(Records for the exercise Opens)
PR #604, opened 2020-04-19
arraybuffer-class, zeta, and an update to uint

athanclark:
The dependencies iterated in these packages might be excessive - is there a way to declare "dev-dependencies" in spago / psc-package? If so, I'll likely publish a revision to these later.


athanclark:
Sorry, I just realized how much of a hot mess this is. I'll try again later.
(Records for the exercise Closes)
• Task instructions
Transcribe the material exactly, so that no line is lost or altered.

• Answer to this exercise
PR #604, opened 2020-04-19
arraybuffer-class, zeta, and an update to uint

athanclark:
The dependencies iterated in these packages might be excessive - is there a way to declare "dev-dependencies" in spago / psc-package? If so, I'll likely publish a revision to these later.


athanclark:
Sorry, I just realized how much of a hot mess this is. I'll try again later.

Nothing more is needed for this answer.